» MATERIAL SHOWN
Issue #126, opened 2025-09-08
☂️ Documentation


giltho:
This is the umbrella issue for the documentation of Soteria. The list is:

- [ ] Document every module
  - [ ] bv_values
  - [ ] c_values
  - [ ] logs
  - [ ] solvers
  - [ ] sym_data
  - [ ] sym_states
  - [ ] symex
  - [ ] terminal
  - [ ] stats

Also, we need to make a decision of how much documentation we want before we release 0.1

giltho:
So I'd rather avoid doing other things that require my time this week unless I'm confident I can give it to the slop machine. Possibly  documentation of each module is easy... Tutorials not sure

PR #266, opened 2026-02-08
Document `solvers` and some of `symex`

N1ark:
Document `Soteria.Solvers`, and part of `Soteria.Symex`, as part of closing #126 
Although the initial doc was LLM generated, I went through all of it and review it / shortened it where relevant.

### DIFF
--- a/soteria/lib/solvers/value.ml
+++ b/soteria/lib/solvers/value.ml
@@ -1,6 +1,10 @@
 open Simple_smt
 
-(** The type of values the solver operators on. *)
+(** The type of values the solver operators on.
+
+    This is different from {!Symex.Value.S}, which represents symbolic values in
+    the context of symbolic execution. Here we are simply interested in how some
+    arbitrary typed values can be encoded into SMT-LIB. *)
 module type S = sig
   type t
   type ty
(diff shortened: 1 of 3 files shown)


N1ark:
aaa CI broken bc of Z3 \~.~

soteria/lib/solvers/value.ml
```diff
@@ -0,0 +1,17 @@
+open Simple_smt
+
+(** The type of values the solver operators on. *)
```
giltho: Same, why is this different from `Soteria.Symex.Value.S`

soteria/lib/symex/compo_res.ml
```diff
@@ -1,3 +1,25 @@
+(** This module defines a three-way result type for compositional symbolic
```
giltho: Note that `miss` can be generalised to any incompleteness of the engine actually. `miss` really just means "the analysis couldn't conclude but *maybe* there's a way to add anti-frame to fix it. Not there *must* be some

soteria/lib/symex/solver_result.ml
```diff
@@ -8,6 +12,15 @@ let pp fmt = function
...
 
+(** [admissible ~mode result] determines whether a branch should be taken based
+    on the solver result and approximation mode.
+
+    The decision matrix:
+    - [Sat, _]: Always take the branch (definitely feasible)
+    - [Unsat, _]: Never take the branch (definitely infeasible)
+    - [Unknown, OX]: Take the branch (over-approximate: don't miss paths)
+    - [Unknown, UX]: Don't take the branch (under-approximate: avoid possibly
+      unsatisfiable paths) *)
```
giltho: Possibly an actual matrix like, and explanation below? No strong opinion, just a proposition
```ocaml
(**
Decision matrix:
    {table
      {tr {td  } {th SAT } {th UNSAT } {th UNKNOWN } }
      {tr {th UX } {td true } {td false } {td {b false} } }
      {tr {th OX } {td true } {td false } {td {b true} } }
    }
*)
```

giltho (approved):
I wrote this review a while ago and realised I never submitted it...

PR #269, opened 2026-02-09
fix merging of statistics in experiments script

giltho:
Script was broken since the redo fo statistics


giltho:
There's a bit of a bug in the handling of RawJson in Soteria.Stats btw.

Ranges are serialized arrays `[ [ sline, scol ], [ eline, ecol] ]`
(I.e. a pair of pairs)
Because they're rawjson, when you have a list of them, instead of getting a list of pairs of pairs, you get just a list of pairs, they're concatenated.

» TASK GOAL
Find the string "from" in the records, then copy each line where it occurs.

» TASK OUTPUT
+    This is different from {!Symex.Value.S}, which represents symbolic values in
giltho: Same, why is this different from `Soteria.Symex.Value.S`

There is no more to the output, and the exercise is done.